Euler Systems of Garrett-Rankin-Selberg type and Stark-Heegner points

Garrett-Rankin-Selberg 型和 Stark-Heegner 点的欧拉系统

• 批准号: 155499-2013
• 负责人: Darmon, Henri
• 金额: $ 4.08万
• 依托单位: McGill University
• 依托单位国家: 加拿大
• 项目类别: Discovery Grants Program - Individual
• 财政年份: 2017
• 资助国家: 加拿大
• 起止时间: 2017-01-01 至 2018-12-31
• 项目状态: 已结题
• 来源: https://www.nserc-crsng.gc.ca/ase-oro/Details-Detailles_eng.asp?id=635544
• 关键词: Euler; Systems; Garrett; Rankin; Selberg

Around twelve years ago I discovered a completely explicit, but for now entirely conjectural, construction of global points on elliptic curves, which I called "Stark-Heegner points". In the simplest non-trivial setting, these points are expected to be defined over abelian extensions of real quadratic fields and would therefore contribute to our understanding of "explicit class field theory" for such fields. The main objective of this Discovery Grant proposal is to give an unconditional construction of the global cohomology classes in Selmer groups of elliptic curves that ought to arise from Stark-Heegner points via the connecting homomorphism of Kummer theory. The key tools in this construction are two new types of Euler systems arising from p-adic deformations of Gross-Kudla-Schoen diagonal cycles and Beilinson-Flach elements which I have been exploring with my collaborators (most importantly, Victor Rotger and Massimo Bertolini) since 2010. These two Euler systems are a natural generalisation of Kato's Euler system of Beilinson elements, and I refer to all three as "Euler systems of Garrett-Rankin-Selberg type" because of the key role played by the formulae of Garrett and Rankin-Selberg in relating them to special values of L-functions. The study of these Euler systems has already led my collaborators and me to new cases of the Birch and Swinnerton-Dyer conjecture in the spirit of the fundamental early results of Coates and Wiles. Most relevant to the project at hand is the finiteness of components of Mordell-Weil groups of modular elliptic curves over Q attached to characters of real quadratic fields when the associated L-function is non-zero at the central point. This new inroad into the Birch and Swinnerton-Dyer for abelian characters of real quadratic fields in "analytic rank zero" raises the hope that extensions of the method will lead to the desired information about the mysterious Stark-Heegner points, corresponding to cases of the Birch and Swinnerton-Dyer conjecture "in analytic rank one".

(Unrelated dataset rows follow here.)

PR #1782, opened 2021-06-08
Tech 614 - Non Collapsible Widget

EirikHaugstulen:
This PR introduces a collapsible and non-collapsible widget. 
The component is still called `Widget`, but if `collapsible` is not passed as prop, the widget will default to the collapsible-widget. The widget can also take a `color`-prop that will set the background color if needed. This will revert to white of nothing is passed in.
There is no need to implement any changes to the already existing widgets.

https://jira.dhis2.org/browse/TECH-614

### DIFF
--- a/src/core_modules/capture-core/components/Widget/Widget.component.js
+++ b/src/core_modules/capture-core/components/Widget/Widget.component.js
@@ -4,15 +4,15 @@ import { WidgetCollapsible } from './WidgetCollapsible.component';
 import { WidgetNonCollapsible } from './WidgetNonCollapsible.component';
 import type { Props } from './widget.types';
 
-export const Widget = ({ collapsible = true, className, ...passOnProps }: Props) => (
+export const Widget = ({ collapsible = true, ...passOnProps }: Props) => (
     collapsible ? (
-        <div className={className}>
+        <div>
             { /* $FlowFixMe */ }
             <WidgetCollapsible
                 {...passOnProps}
             />
         </div>) :
-        (<div className={className}>
+        (<div>
             { /* $FlowFixMe */ }
             <WidgetNonCollapsible
                 {...passOnProps}
--- a/src/core_modules/capture-core/components/Widget/Widget.component.js
+++ b/src/core_modules/capture-core/components/Widget/Widget.component.js
@@ -6,11 +6,12 @@ import type { Props } from './widget.types';
 
 export const Widget = ({ collapsible = true, className, ...passOnProps }: Props) => (
     collapsible ? (
-        // $FlowFixMe doesn't work due to destructering :(
         <div className={className}>
-        <WidgetCollapsible
-            {...passOnProps}
-        /></div>) : (
+            { /* $FlowFixMe */ }
+            <WidgetCollapsible
+                {...passOnProps}
+            />
+        </div>) : (
             // $FlowFixMe doesn't work due to destructering :(
             <WidgetNonCollapsible
                 {...passOnProps}
--- a/src/core_modules/capture-core/components/Widget/Widget.component.js
+++ b/src/core_modules/capture-core/components/Widget/Widget.component.js
@@ -4,8 +4,8 @@ import { WidgetCollapsible } from './WidgetCollapsible.component';
 import { WidgetNonCollapsible } from './WidgetNonCollapsible.component';
 import type { Props } from './widget.types';
 
-export const Widget = ({ collapsible = true, ...passOnProps }: Props) => (
-    collapsible ? (
+export const Widget = ({ noncollapsible = false, ...passOnProps }: Props) => (
+    !noncollapsible ? (
         <div>
             { /* $FlowFixMe */ }
             <WidgetCollapsible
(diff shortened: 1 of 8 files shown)


src/core_modules/capture-core/components/Widget/Widget.component.js
```diff
@@ -1,144 +1,21 @@
...
-            setChildrenVisibility(true);
-        } else {
-            hideChildrenTimeoutRef.current = setTimeout(() => {
-                setChildrenVisibility(false);
-            }, 200);
-        }
-    }, [open, animationsReady]);
-
-    return (
+export const Widget = ({ collapsible = true, ...passOnProps }: Props) => (
```
simonadomnisoru, line 7: Hey @EirikHaugstulen, 

I am a bit confused about the usage of the prop `collapsible`. I think it can be misleading to have a missing prop default value set to `true`. How about setting it to `false`? You will just have to add it as a prop to the components that already use `Widget` and it will work. WDYT?

EirikHaugstulen: I can see how this might be misleading, and I'm not sure of what is the best solution, but I can at least explain what I think is the thought-process behind this:

At least my own mental model on using the widget component is that it should be collapsible. If it's not collapsible, it's just a basic tile or div with a header. This collapsible-prop would therefore be a way to override this if necessary. (To increase component reusability). I also think that based on the design sketches of the enrollment dashboard, we use the collapsible widget a whole lot more than the non-collapsible widget and therefore this would be an edge case. (error & warning mostly)

Highly open for refactoring this if you still think it is better to default the prop to false. ☺️
Thanks!

simonadomnisoru: How about using a prop named `noncollapsible`? If `noncollapsible` is undefined or false then the default behavior will apply and the widget will be collapsible. For the edge cases when we need to override de default behavior we can pass the prop `noncollapsible` to the Widget. Do you think it will be less confusing?

EirikHaugstulen: Yep, that sounds like a good idea. 
I'll implement the changes suggested!

JoakimSM: Great discussion here @EirikHaugstulen @simonadomnisoru (I was the one introducing `collapsible = true` before @EirikHaugstulen inherited this task). Naming variables are really hard sometimes 🙂 Gave it some thought and I agree with you @simonadomnisoru. I think what they say here makes sense: https://www.serendipidata.com/posts/naming-guidelines-for-boolean-variables. TLDR; Avoid negative names. But ALWAYS choose names that enable setting “false” by default.

src/core_modules/capture-core/components/Widget/WidgetNonCollapsible.component.js
```diff
@@ -0,0 +1,43 @@
...
+        alignItems: 'center',
+        padding: spacersNum.dp16,
+        fontWeight: 500,
+        fontSize: 16,
+        color: colors.grey800,
+    },
+};
+
+const WidgetNonCollapsiblePlain = ({ header, children, color, classes }: WidgetNonCollapsiblePropsPlain) => (
+    <div className={classes.container}>
```
JoakimSM, line 25: Any reason why we don't set `style={{ backgroundColor: color || colors.white }}` here (instead of setting it twice)?

src/core_modules/capture-core/components/Widget/widgetCollapsible.types.js
```diff
@@ -0,0 +1,16 @@
+// @flow
+import type { Node } from 'react';
+
+export type WidgetCollapsibleProps = {|
+    header: Node,
+    children: Node,
+    open: boolean,
+    onOpen: () => void,
+    onClose: () => void,
+    color?: ?string,
```
JoakimSM, line 10: Can we do `color?: string` instead. This way we don't allow `null` to be passed in and the benefit is that we can assign default values in the function declarations. For example in `WidgetNonCollapsible.component.js ` we can declare the function as this:
`const WidgetNonCollapsiblePlain = ({ header, children, color = colors.white, classes }: WidgetNonCollapsiblePropsPlain) =>`

src/core_modules/capture-core/components/Widget/widget.types.js
```diff
@@ -1,10 +1,17 @@
...
-export type Props = {|
-    header: React$Node,
-    children: React$Node,
-    open: boolean,
-    onOpen: () => void,
-    onClose: () => void,
-    ...CssClasses,
+type CollapsibleProps = {|
+    ...WidgetCollapsibleProps,
+    color?: ?string,
```
JoakimSM, line 7: `color` is part of the `WidgetCollapsibleProps` so we don't need to readd it here. Same below.

JoakimSM (commented):
Looks good @EirikHaugstulen. Couple of comments I hope you can look into.

EirikHaugstulen:
Thanks for the feedback! Should be updated now.

simonadomnisoru (approved):
LGTM! Congrats!

JoakimSM (approved):
Good work @EirikHaugstulen!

大约十二年前，我发现了一种完全明确但目前完全是推测的椭圆曲线上全局点的构造，我将其称为“Stark-Heegner 点”。在最简单的非平凡设置中，这些点预计将在实二次域的阿贝尔扩展上定义，因此有助于我们理解此类域的“显式类域论”。这项发现资助提案的主要目标是无条件构造 Selmer 椭圆曲线群中的全局上同调类，这些椭圆曲线应该通过 Kummer 理论的连接同态从 Stark-Heegner 点产生。这种构造的关键工具是两种新型欧拉系统，它们源自 Gross-Kudla-Schoen 对角线循环的 p-adic 变形和 Beilinson-Flach 元素，我一直在与我的合作者（最重要的是 Victor Rotger 和 Massimo Bertolini）一起探索这些元素。自 2010 年以来。这两个欧拉系统是加藤贝林森元素欧拉系统的自然推广，我将这三个系统称为“欧拉系统” Garrett-Rankin-Selberg 类型”，因为 Garrett 和 Rankin-Selberg 公式在将它们与 L 函数的特殊值联系起来方面发挥了关键作用。对这些欧拉系统的研究已经使我和我的合作者本着科茨和怀尔斯早期基本结果的精神得出了伯奇和斯温纳顿-戴尔猜想的新案例。与当前项目最相关的是当相关的 L 函数在中心点非零时，Q 上的模椭圆曲线的 Mordell-Weil 群的分量的有限性附加到实二次域的特征。这种对“解析零阶”实二次域阿贝尔特征的 Birch 和 Swinnerton-Dyer 的新进展提出了希望，即该方法的扩展将导致有关神秘 Stark-Heegner 点的所需信息，对应于以下情况伯奇和斯温纳顿-戴尔猜想“处于分析第一级”。